What the left-wing populists tell you about Net Neutrality is a lie. Corporations aren't doing the evil things they claim. There is no technical idea behind it like "end-to-end". Net Neutrality is just the political belief that corporations are inherently evil and that the government must run the Internet.
Internet "fast lanes" are not a bad thing. They already exist, and the Internet can't function without them. Sniff your home traffic and then traceroute every IP address your system communicates with. You'll find that 90% of you home traffic goes to a server in your local city. That's because most websites use a fast lane to the "content delivery network" ("CDN") like Akamai, or a private CDN by Google, Apple, or Facebook. No company with a major web presence can compete unless they, too, pay for a fast lane.
Such fast lanes are the way the Internet has to work. We imagine that I can setup my own website at home and the entire world can access it (in an end-to-end fashion), but Internet backbone simply cannot handle the traffic. Netflix alone requires thousands of times more bandwidth than the Internet backbone can provide without using fast lanes. That's the difference between "broadcast" television where a million people can watch the same stream, and "unicast" video where everyone watches their own custom stream.
This dispute between Comcast and Netflix is not what they claim. Netflix already pays for a fast lane by putting servers in every city, because it wouldn't work otherwise. The only question is how, within each city, the traffic streams from Netflix's servers to Comcast's network.
And even then that's still not the key question. Netflix now pays Comcast for a faster lane, putting their servers directly on the Comcast network. Yet, during peak hours (8pm to 10pm), the system still slows down dramatically to under 3-mbps (where I live). That's because Comcast's urban network still can't handle the bandwidth. For Netflix to truly work, either Comcast will have to put more fiber in the ground to spread the streams around, or Netflix will have to spread their servers around the city.
Either way, it's Netflix's customers that should have to pay for the upgrade. Comcast's network works fine for the 90% of customers who don't stream lots of Netflix videos. It's only Netflix customers who have the problem. Forcing Comcast to upgrade their network to support Netflix means forcing the majority of low-bandwidth customers to subsidize the high-bandwidth customers. This is inherently unfair. I'm a Netflix binge watcher, and I appreciate that my viewing has been subsidized, but I still find it unfair. The only fair solution is for Netflix's customers to pay for Comcast's build-out.

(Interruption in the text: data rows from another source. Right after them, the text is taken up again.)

PR #264, opened 2019-09-27
psbt serialization fix

stepansnigirev:
unknowns should be in global scope


achow101:
Hmm. I thought we had a test for this... if not, could you add a test?

stepansnigirev:
Added a test with unknowns. These unknowns are actually not-yet-implemented xpub fields.

achow101:
ACK aff5f57d49afc0637ee521fcd1012a8f48a1d91d

Reviewed code and checked that the test fails on master but not with this PR.

nopara73:
@stepansnigirev would you mind to give me a short description on what this PR was about? I'm mainly interested if this affects Wasabi users or not.

stepansnigirev:
This is mostly related to ColdCard multisignature signing.
If psbt has extra fields in global scope (i.e. cosigner's xpubs) HWI would serialize it incorrectly.
As you are only using single key inputs and don't put any unknown fields to the global scope it doesn't affect your users.

instagibbs:
@stepansnigirev oh you might have some ideas for https://github.com/bitcoin-core/HWI/pull/260 then if you know how it works. Haven't had the time to dive in to figure out how to fix it.

PR #267, opened 2019-10-08
Better keepkey enumeration

### LINKED ISSUE #230: KeepKey detected by `enumerate` when Trezor plugged in
```
$ hwi enumerate
[{'code': -13,
  'error': 'Could not open client or get fingerprint information: '
           'LIBUSB_ERROR_BUSY [-6]',
  'path': 'webusb:001:1',
  'type': 'trezor'},
 {'code': -14,
  'error': 'Could not open client or get fingerprint information: '
           'get_pubkey_at_path canceled',
  'path': '0003:0016:00',
  'type': 'ledger'},
 {'code': -13,
  'error': 'Could not open client or get fingerprint information: '
           'LIBUSB_ERROR_BUSY [-6]',
  'path': 'webusb:001:1',
  'type': 'keepkey'}]
```

I have a Trezor One and a Ledger Nano-S plugged in. Just prompted a pin for the Trezor just before this from python and that `TrezorClient` instance was still active. No KeepKey has ever been plugged into my machine.

achow101:
Since Trezor and Keepkey both use the Trezor library for everything, sometimes the stated device type gets mixed up in enumeration when something goes wrong. To try to avoid this, do some additional filtering on the USB vendor id if it is available. Otherwise, fallback to the original filtering. This should work for all physical devices, and the fallback is only for the simulators.

Fixes #230


jb55:
perhaps this fixes #190?

achow101:
I don't know if this fixes #190, but it definitely should fix #230

jb55:
I tried to test if it fixed #190 but travis blocked HWI on my account, so I'm waiting for them to unblock that =/

instagibbs:
@jb55 did you get unblocked?

jb55:
> @jb55 did you get unblocked?

oh yeah and then I forgot about this. will try again soon

PR #270, opened 2019-10-18
Reduce Trezor UDP timeout to 1 second

### LINKED ISSUE #269: `hwi enumerate` taking 20 seconds on Windows
Every once in a while `hwi enumerate` will take 20 seconds on my Windows 10 machine.

In such cases, [this timeout](https://github.com/bitcoin-core/HWI/blob/master/hwilib/devices/trezorlib/transport/udp.py#L88) gets hit for both trezor and keepkey, adding up to 20 second duration.

@nopara73 @lontivero Do you guys ever see this?

Thoughts on lowering the timeout? (cc @prusnak)

achow101:
Fixes #269


achow101:
Travis passes which is all that really matters with the UDP interface since it's only for the emulators. So merging this.

PR #274, opened 2019-10-28
dbb: Handle string error codes too

achow101:
Some bitbox firmware versions may return the error code as a string rather than an integer, handle those as well.

Should fix travis.


achow101:
Passes travis, merging.

PR #275, opened 2019-10-29
Better cleanup of emulators after tests complete

achow101:
Use SIGTERM to stop emulators/simulators in tests instead of relying on them to shut themselves down via normal means. This is safe since they're data is ephemeral anyways.

This should fix the travis timeouts as it was waiting for emulators to shut down. By using SIGTERM, they should all terminate.

### DIFF
--- a/test/test_coldcard.py
+++ b/test/test_coldcard.py
@@ -3,34 +3,36 @@
 import argparse
 import atexit
 import os
+import signal
 import subprocess
 import time
 import unittest
 
 from hwilib.cli import process_commands
-from hwilib.devices.ckcc.protocol import CCProtocolPacker
-from hwilib.devices.ckcc.client import ColdcardDevice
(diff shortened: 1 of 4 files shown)


instagibbs:
concept ACK

linter fun

```
./test/test_coldcard.py:11:1: F401 'hwilib.devices.ckcc.protocol.CCProtocolPacker' imported but unused
./test/test_coldcard.py:12:1: F401 'hwilib.devices.ckcc.client.ColdcardDevice' imported but unused
```

achow101:
> linter fun

Bah. Fixed.

Also changed Coldcard to terminate the process group (because apparently it spawns child processes).

instagibbs:
ACK https://github.com/bitcoin-core/HWI/pull/275/commits/6513842447ff9e8c1c55ef5a33e021ef70f9da9c

PR #278, opened 2019-11-13
Use mnemonics with getxpub tests

achow101:
Since Trezor T doesn't support setting up with an xprv, and Trezor 1 was recently changed to no longer support this, we need to setup the devices with mnemonics so that getxpub can be tested on them. So the test vectors in bip32_vectors.json are changed to be ones that also have a mnemonic and then the Trezor getxpub test will load with the mnemonic instead of the xprv. Additionally, the Trezor T will be tested now as mnemonics are available.

The new test vectors use mnemonics from https://github.com/trezor/python-mnemonic/blob/master/vectors.json and derivation paths from the current bip32_vectors.json. They were generated using pycoin. Note that original mnemonic test vectors use a BIP 39 passphrase while ours don't.


instagibbs:
utACK https://github.com/bitcoin-core/HWI/pull/278/commits/0f1c5b40174d815a4879f20bb1fd6637a8ef61ce

PR #280, opened 2019-11-19
Replace Ledger tests with automated tests and run them on Travis

### LINKED ISSUE #277: Integrate a Ledger simulator into CI
May be the ticket: https://github.com/LedgerHQ/speculos

achow101:
This PR adds the necessary build and test scripts to make use of Ledger's [Speculos](https://github.com/LedgerHQ/speculos) emulator. Speculos emulates Ledger Nano S's and will allow us to test that the commands we send to Ledger devices work.

Following the same pattern as our other device tests, Speculos will be cloned to `test/work`, built from source, and then run by the `test_ledger.py` script. The functionality to use a physical device in this test has been removed and the command line args to `test_ledger.py` and `run_tests.py` have been updated to reflect this. They follow the same pattern as other device tests.

As the emulator does not automatically accept and click through user interface prompts, we needed some way to do the user interaction. This required two pieces: 1) a way to read the emulated display, and 2) another thread to send input. To get the display output, I've added a patch that will output the text displayed to a unix socket. This way we can read the display and know which keypresses to send. Then, another thread is started which listens on that unix socket and sends the appropriate keypress responses  the the emulator's keypress server. This way we can automatically respond to all the stuff displayed on screen.

The Travis config has also been updated. Ubuntu Bionic was needed for the emulator to run, so Travis has been updated to use Bionic instead of Xenial. All of the necessary dependencies will be installed.

Lastly, `test_big_tx` on the emulator takes ~15 minutes. This is long enough to cause Travis to timeout. To get around this, we will install the [`travis-wait-enhanced`](https://github.com/crazy-max/travis-wait-enhanced) tool. This will print out an information line every minute so that we don't hit the ["No output was received" timeout](https://docs.travis-ci.com/user/common-build-problems/#build-times-out-because-no-output-was-received) but still print the test results as the tests run (Travis's recommended `travis_wait` function unfortunately does not print out the test output until the command finishes, making it really hard to know what is going on). Our Travis runs are starting to take quite a long time now.

Closes #277

### DIFF
--- a/test/setup_environment.sh
+++ b/test/setup_environment.sh
@@ -162,6 +162,38 @@ pipenv run make -j$(nproc) kkemu
 find . -name "emulator.img" -exec rm {} \;
 cd ..
 
+# Clone ledger simulator Speculos if it doesn't exist, or update it if it does
+speculos_setup_needed=false
+if [ ! -d "speculos" ]; then
+    git clone --recursive https://github.com/LedgerHQ/speculos.git
+    cd speculos
+    speculos_setup_needed=true
+else
+    cd speculos
+    git fetch
+
+    # Determine if we need to pull. From https://stackoverflow.com/a/3278427
+    UPSTREAM=${1:-'@{u}'}
+    LOCAL=$(git rev-parse @)
+    REMOTE=$(git rev-parse "$UPSTREAM")
+    BASE=$(git merge-base @ "$UPSTREAM")
+
+    if [ $LOCAL = $REMOTE ]; then
+        echo "Up-to-date"
+    elif [ $LOCAL = $BASE ]; then
+        git pull
+        speculos_setup_needed=true
+    fi
+fi
+# Apply patch to get screen info
+git am ../../data/speculos-screen-text.patch
+
+# Build the simulator. This is cached, but it is also fast
+mkdir -p build
+cmake -Bbuild -H.
+make -C build/ emu launcher
+cd ..
+
 # Clone bitcoind if it doesn't exist, or update it if it does
 bitcoind_setup_needed=false
 if [ ! -d "bitcoin" ]; then
--- a/.travis.yml
+++ b/.travis.yml
@@ -1,6 +1,6 @@
 language: python
 os: linux
-dist: xenial
+dist: bionic
 python:
     - '3.6.8'
 cache:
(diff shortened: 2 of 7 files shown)


instagibbs:
`ledger: test_backup (test_ledger.ledger_test_suite.<locals>.TestLedgerDisabledCommands) ... [Errno 111] Connection refused`

in a bunch of the test timeouts

concept ACK! Would this allow me to still run manual testing on my own device, since f.e., this doesn't emulate Nano X?

test/setup_environment.sh
```diff
@@ -162,6 +162,38 @@ pipenv run make -j$(nproc) kkemu
 find . -name "emulator.img" -exec rm {} \;
 cd ..
 
+# Clone ledger simulator Speculos if it doesn't exist, or update it if it does
+speculos_setup_needed=false
+if [ ! -d "speculos" ]; then
+    git clone --recursive https://github.com/LedgerHQ/speculos.git
```
instagibbs: we should choose a specific hash to target a commit

achow101: We don't do that for the other simulators...

achow101:
For some reason the transaction signing tests time out on travis. This doesn't happen when I run it locally. Maybe for now we should skip those tests?

instagibbs:
I'm seeing lots of failures, not simple timeouts?

achow101:
The failures were travis-wait-extended timing out, not travis itself timing out.

instagibbs:
Having issues running this(and actually the other emulators) locally. Investigating. 

concept ACK to merging solution provided they can be run locally reliably.

instagibbs:
tests hanging locally:
`ledger: test_backup (test_ledger.ledger_test_suite.<locals>.TestLedgerDisabledCommands) ...`

investigating along with https://github.com/bitcoin-core/HWI/issues/288

instagibbs:
I was having an import error for `DongleServer`. For some reason re-arranging the definition to before `HIDDongleHIDAPI` causes it to not fail to import, and passes tests.

instagibbs:
it's now working without any modification... I don't understand this. but tACK I guess

instagibbs:
tACK e085f99add575f429763875e1c1af2c28312e393

PR #1775, opened 2026-02-08
Implement allOf/anyOf/oneOf

joelittlejohn:
This is a vision for allOf/anyOf/oneOf that I've been thinking about for many years. The approach is simple but will hopefully support a very large percentage of use-cases for these keywords.

* **allOf:** All schemas are merged together to create a superset of schema rules.
* **anyOf / oneOf:** We generate each individual subtype, then create a 'marker' interface which all types implement. When working with types, users may have to rely on type checks and casts, but since Java has no union type (and adding intervening types is ugly) I think this is reasonable.

To achieve polymorphic deserialisation, there's a new 'discriminator' keyword, similar to OpenAPI's discriminator keyword, to specify the JSON property that will indicate the type name.

This PR is not complete, but it shows where I think we'll go.

### DIFF
--- a/jsonschema2pojo-core/src/main/java/org/jsonschema2pojo/AbstractAnnotator.java
+++ b/jsonschema2pojo-core/src/main/java/org/jsonschema2pojo/AbstractAnnotator.java
@@ -101,6 +101,7 @@ public abstract class AbstractAnnotator implements Annotator {
         return false;
     }
 
+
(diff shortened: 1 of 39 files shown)


tamademicheli:
@joelittlejohn  i created as well a pull request, i didn't see you had already one, well good, how can i help to push a bit this one, shall i checkout and fix the android part ?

Net Neutrality proponents claim that American broadband is the slowest and most expensive in the world. Of course it is. American cities are spread out. Our commute distances are twice that of European cities. The greater the suburban sprawl, the more expensive the Internet service. My city has less than 10% the population density of Paris, of course Comcast broadband is going to cost more here. American's pay a lot more to commute to work, they should pay a lot more for broadband.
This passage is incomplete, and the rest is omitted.